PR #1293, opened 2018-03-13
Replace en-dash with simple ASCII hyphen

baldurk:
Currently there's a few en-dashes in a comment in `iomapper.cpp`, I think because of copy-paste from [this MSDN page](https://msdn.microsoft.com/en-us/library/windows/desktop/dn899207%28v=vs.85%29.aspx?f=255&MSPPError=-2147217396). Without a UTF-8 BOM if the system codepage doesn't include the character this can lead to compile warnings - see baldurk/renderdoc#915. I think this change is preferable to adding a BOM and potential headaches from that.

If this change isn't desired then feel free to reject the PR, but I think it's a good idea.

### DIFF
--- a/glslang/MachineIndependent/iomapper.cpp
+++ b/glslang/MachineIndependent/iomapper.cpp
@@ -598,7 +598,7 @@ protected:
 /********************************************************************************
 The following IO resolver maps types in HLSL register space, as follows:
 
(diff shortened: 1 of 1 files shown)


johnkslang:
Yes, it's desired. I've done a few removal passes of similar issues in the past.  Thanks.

☆ ☆ ☆ ☆ ☆ ☆ ☆

### What you should do
Copy out the line holding "--- a/glslang/MachineIndependent/iomapper.cpp". Then copy every later line of the data, unchanged, through the last one.

### Result for this exercise
--- a/glslang/MachineIndependent/iomapper.cpp
+++ b/glslang/MachineIndependent/iomapper.cpp
@@ -598,7 +598,7 @@ protected:
 /********************************************************************************
 The following IO resolver maps types in HLSL register space, as follows:
 
(diff shortened: 1 of 1 files shown)


johnkslang:
Yes, it's desired. I've done a few removal passes of similar issues in the past.  Thanks.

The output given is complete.